__Your task__.
Wherever the word "files" appears in a line of the records, copy that line.

__Supplied information__.
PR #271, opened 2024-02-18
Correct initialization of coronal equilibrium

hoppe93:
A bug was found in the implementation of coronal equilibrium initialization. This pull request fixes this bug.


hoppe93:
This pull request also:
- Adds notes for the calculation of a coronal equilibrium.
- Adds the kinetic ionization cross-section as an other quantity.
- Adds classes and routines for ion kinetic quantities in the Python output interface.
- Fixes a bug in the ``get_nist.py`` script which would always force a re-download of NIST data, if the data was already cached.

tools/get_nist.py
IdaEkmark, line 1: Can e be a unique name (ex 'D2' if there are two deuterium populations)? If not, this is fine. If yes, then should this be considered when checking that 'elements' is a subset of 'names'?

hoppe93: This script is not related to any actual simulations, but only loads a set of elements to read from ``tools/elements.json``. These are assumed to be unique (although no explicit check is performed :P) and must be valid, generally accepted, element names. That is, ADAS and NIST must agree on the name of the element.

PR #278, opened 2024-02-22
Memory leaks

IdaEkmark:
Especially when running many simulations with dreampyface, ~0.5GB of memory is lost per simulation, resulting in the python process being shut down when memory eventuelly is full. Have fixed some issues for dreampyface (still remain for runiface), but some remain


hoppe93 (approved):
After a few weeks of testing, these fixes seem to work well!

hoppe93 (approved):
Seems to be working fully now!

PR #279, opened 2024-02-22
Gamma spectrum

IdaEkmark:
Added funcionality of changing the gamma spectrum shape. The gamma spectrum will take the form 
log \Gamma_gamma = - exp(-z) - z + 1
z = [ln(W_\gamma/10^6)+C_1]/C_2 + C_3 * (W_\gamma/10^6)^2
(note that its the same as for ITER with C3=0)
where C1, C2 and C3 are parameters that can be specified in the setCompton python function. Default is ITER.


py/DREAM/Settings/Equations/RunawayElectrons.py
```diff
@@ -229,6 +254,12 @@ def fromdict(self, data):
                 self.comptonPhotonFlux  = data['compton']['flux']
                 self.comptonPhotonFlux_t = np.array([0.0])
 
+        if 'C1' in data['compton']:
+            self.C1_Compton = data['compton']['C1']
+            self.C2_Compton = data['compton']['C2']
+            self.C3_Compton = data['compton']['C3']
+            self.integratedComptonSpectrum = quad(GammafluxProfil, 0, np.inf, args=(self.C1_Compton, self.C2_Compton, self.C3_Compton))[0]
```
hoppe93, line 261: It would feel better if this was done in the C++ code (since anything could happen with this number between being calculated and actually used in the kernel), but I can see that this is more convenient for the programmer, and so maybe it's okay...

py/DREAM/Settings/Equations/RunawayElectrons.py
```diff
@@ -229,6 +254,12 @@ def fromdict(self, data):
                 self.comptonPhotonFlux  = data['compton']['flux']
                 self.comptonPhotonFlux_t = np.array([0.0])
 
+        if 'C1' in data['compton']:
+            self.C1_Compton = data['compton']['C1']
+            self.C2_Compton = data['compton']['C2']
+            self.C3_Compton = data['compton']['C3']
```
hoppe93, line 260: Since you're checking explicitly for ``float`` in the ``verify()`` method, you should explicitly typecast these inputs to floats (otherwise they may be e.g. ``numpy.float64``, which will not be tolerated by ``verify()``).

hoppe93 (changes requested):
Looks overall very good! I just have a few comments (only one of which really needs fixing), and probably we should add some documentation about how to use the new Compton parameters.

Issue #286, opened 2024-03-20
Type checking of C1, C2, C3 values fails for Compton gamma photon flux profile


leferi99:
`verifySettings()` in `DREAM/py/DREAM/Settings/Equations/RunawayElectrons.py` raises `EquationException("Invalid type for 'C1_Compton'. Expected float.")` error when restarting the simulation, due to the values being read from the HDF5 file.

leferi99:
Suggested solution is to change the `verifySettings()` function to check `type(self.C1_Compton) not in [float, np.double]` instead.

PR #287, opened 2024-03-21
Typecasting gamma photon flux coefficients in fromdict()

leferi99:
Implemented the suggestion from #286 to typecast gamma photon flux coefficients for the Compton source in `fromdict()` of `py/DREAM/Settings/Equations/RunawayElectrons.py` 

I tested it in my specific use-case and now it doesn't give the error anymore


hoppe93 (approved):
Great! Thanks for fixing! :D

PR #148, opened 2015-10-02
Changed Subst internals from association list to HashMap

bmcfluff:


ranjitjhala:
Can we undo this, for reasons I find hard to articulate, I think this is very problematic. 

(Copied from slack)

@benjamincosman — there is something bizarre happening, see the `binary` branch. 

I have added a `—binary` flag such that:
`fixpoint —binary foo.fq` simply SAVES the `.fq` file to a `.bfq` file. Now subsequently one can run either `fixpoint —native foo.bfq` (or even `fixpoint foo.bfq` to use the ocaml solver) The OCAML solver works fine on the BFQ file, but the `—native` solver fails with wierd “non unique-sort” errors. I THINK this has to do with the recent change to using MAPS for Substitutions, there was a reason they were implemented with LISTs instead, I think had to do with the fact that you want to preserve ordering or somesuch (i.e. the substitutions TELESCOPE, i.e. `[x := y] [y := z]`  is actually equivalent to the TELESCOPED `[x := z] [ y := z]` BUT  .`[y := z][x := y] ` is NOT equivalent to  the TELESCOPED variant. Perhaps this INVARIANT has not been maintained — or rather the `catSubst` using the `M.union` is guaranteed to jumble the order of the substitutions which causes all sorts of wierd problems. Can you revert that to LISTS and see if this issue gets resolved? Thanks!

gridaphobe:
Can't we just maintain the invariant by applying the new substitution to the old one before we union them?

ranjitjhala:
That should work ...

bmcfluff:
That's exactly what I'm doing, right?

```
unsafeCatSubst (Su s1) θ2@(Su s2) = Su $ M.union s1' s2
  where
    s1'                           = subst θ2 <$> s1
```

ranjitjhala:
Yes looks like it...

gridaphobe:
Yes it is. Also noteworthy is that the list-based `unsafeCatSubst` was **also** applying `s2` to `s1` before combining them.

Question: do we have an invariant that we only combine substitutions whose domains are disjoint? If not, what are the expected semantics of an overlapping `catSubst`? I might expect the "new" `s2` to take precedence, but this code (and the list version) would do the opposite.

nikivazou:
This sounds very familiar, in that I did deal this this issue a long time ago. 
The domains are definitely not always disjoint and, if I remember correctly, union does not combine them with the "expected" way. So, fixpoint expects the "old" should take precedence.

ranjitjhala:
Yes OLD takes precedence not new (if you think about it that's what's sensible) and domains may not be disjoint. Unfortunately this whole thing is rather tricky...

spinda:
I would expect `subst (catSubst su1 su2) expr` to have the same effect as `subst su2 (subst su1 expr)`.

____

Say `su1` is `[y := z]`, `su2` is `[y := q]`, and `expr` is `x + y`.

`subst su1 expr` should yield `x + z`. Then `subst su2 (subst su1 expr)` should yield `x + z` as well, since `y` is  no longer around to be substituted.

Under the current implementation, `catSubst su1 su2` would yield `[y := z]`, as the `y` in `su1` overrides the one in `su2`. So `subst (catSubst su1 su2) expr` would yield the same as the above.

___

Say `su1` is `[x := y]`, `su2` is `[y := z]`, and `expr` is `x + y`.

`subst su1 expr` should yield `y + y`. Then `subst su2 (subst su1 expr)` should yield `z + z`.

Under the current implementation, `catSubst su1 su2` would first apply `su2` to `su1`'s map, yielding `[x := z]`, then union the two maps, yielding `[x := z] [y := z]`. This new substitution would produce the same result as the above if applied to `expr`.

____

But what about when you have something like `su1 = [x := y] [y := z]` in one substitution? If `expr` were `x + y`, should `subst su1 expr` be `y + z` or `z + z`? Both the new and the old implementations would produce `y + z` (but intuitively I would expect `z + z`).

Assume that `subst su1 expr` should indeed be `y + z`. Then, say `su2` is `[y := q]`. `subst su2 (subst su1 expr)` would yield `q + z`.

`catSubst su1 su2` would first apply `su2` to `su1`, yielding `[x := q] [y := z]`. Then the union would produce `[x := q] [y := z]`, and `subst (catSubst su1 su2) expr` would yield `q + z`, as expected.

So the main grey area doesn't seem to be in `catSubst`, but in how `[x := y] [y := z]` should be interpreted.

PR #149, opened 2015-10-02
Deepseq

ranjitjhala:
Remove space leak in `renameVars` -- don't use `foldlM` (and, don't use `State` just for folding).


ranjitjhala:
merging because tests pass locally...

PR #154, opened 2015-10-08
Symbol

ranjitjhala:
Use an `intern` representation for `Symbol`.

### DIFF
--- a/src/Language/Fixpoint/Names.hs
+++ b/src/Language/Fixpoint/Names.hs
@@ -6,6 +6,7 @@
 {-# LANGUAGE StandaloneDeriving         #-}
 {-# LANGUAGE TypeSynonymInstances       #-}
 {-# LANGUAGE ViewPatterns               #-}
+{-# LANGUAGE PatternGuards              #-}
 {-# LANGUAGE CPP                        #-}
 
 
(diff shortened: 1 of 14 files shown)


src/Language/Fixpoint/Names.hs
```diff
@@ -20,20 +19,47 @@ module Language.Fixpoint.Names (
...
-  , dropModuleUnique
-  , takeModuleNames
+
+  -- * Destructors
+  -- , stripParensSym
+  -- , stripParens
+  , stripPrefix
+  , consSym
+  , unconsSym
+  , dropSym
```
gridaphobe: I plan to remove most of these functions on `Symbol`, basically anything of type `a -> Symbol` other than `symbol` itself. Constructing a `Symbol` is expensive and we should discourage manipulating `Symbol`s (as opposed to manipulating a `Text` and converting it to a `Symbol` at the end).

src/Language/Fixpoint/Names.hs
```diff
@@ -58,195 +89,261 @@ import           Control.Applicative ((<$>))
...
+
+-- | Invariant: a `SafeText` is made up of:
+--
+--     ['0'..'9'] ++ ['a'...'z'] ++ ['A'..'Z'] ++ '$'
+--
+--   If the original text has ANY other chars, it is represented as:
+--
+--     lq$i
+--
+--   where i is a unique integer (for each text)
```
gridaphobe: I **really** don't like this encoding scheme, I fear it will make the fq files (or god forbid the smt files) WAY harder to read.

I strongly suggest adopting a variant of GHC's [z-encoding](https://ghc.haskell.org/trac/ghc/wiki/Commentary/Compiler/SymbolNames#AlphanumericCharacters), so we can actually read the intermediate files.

__Written answer__.
(diff shortened: 1 of 14 files shown)
gridaphobe: I **really** don't like this encoding scheme, I fear it will make the fq files (or god forbid the smt files) WAY harder to read.
I strongly suggest adopting a variant of GHC's [z-encoding](https://ghc.haskell.org/trac/ghc/wiki/Commentary/Compiler/SymbolNames#AlphanumericCharacters), so we can actually read the intermediate files.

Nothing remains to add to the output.